Proactive robot task sequencing through real-time hand motion prediction in human–robot collaboration

Abstract

Human–robot collaboration (HRC) is essential for improving productivity and safety across various industries. While reactive motion re-planning strategies are useful, there is a growing demand for proactive methods that predict human intentions to enable more efficient collaboration. This study addresses this need by introducing a framework that combines deep learning-based human hand trajectory forecasting with heuristic optimization for robotic task sequencing. The deep learning model advances real-time hand position forecasting using a multi-task learning loss to account for both hand positions and contact delay regression, achieving state-of-the-art performance on the Ego4D Future Hand Prediction benchmark.
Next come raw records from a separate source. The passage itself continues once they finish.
PR #1326, opened 2015-07-14
Prevent people from getting directed to sharetribe.com

sktoiva:
Now people are redirected to sharetribe.com if they mistakenly enter an address like `www.ident.sharetribe.com` instead of `ident.sharetribe.com`. They will also receive a certificate error in that case. This is a simple fix for that.

### DIFF
--- a/app/controllers/application_controller.rb
+++ b/app/controllers/application_controller.rb
@@ -17,6 +17,7 @@ class ApplicationController < ActionController::Base
   layout 'application'
 
   before_filter :force_ssl,
+    :redirect_to_marketplace_ident,
     :check_auth_token,
     :fetch_logged_in_user,
     :fetch_community,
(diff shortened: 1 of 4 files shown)


mporkola:
great!

app/controllers/application_controller.rb
```diff
@@ -253,6 +254,15 @@ def needs_redirect?(host, domain)
     domain.present? && host != domain
   end
 
+  def redirect_to_marketplace_ident
+    host = request.host
+    app_domain = URLUtils.strip_port_from_host(APP_CONFIG.domain)
+    if host.start_with?("www.") && host.end_with?(app_domain)
+      ident_without_www = host.sub(/www\./, '').chomp(".#{app_domain}")
+      return redirect_to "#{request.protocol}#{ident_without_www}.#{APP_CONFIG.domain}"
```
mporkola: [Google recommends](https://support.google.com/webmasters/answer/139066?hl=en#4) using a 301 redirect for non-canonical urls, `redirect_to` uses 302 as default: http://guides.rubyonrails.org/layouts_and_rendering.html#using-redirect-to

PR #1332, opened 2015-07-23
Check for recipient when user redirects to contact page after login

Gnito:


gnomet:
looks good, as long as 
´´´´´redirect_to (session[:return_to_content]
doesn't cause eternal loop?
as I understood that this is the case when we have already gone to :return_to_content?
but if it was tested in practice, probably works. (might be that :return_to_content is already cleared at this point.

Gnito:
yeah, it works - but maybe it's better to just use root (or profile page)

PR #1334, opened 2015-07-24
Fix updating comments count

bingxie:
Add the missing #id and use counter_cache for better performance.

### DIFF
--- a/app/controllers/comments_controller.rb
+++ b/app/controllers/comments_controller.rb
@@ -8,6 +8,7 @@ class CommentsController < ApplicationController
 
   def create
     if @comment.save
+      @comment.reload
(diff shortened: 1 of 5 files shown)


app/controllers/comments_controller.rb
```diff
@@ -8,6 +8,7 @@ class CommentsController < ApplicationController
 
   def create
     if @comment.save
+      @comment.reload
```
mporkola: This is not required, since `CommentCreatedJob` isn't dependent on the saved object, and will fetch the object on perform.

mporkola:
Please see the comment and rebase to current master, so we can merge this.

mporkola:
Actually we did it ourselves in https://github.com/sharetribe/sharetribe/pull/1368, thanks!

PR #1336, opened 2015-07-27
Do not delete CommunityMembership when user is deleted

rap1ds:
**Background:** The data export script uses community_memberships table to define which users to export. When a user deletes his or her account also the membership is deleted. Thus, the export script doesn't know that this user once belonged to the community.

Now when another user who has had interaction with the deleted user goes to transaction view, the view breaks because the export script wasn't able to copy the deleted user.

**Steps:**

Prerequisite: Two existing users (Joe and Paul)

1. Log in as Joe
1. Send a message to Paul
1. Delete own (Joe's) account
1. Run the data export script and setup new marketplace from the data dump (i.e. run the script locally and change your database.yml to use `dump` database)
1. Log in as Paul (after resetting the password)
1. Go to inbox and transaction view to see the message from Paul

Expected: Paul sees conversation with "Removed user"

Actual: Site breaks

**Solution:** This pull request changes the behaviour so that the memberhips is not deleted when user deletes his or her account. Instead, the state is changed to "deleted_user".

### DIFF
--- a/app/models/community_membership.rb
+++ b/app/models/community_membership.rb
@@ -22,7 +22,7 @@
 
 class CommunityMembership < ActiveRecord::Base
 
-  VALID_STATUSES = ["accepted", "pending_email_confirmation", "banned"]
+  VALID_STATUSES = ["accepted", "pending_email_confirmation", "banned", "deleted_user"]
 
   belongs_to :person
   belongs_to :community, :counter_cache => :members_count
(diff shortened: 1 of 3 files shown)


gnomet:
Code changes and logic look good. Also assuming that member list doesn't show "deleted_user" memberships?

Also, see why travis goes to red, but otherwise this is good to go in my opinion.

PR #1340, opened 2015-07-28
Quantity label for too long labels.

Gnito:


Gnito:
Using wrapper for label, so that we can style the label element correctly with paddings or what ever is needed.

By integrating hand trajectory predictions into task planning, the framework offers a cohesive solution for HRC. To optimize task sequencing, the framework incorporates a Dynamic Variable Neighborhood Search (DynamicVNS) heuristic algorithm, which allows robots to pre-plan task sequences and avoid potential collisions with human hand positions. DynamicVNS provides significant computational advantages over the generalized VNS method. The framework was validated on a UR10e robot performing a visual inspection task in a HRC scenario, where the robot effectively anticipated and responded to human hand movements in a shared workspace. Experimental results highlight the system’s effectiveness and potential to enhance HRC in industrial settings by combining predictive accuracy and task planning efficiency.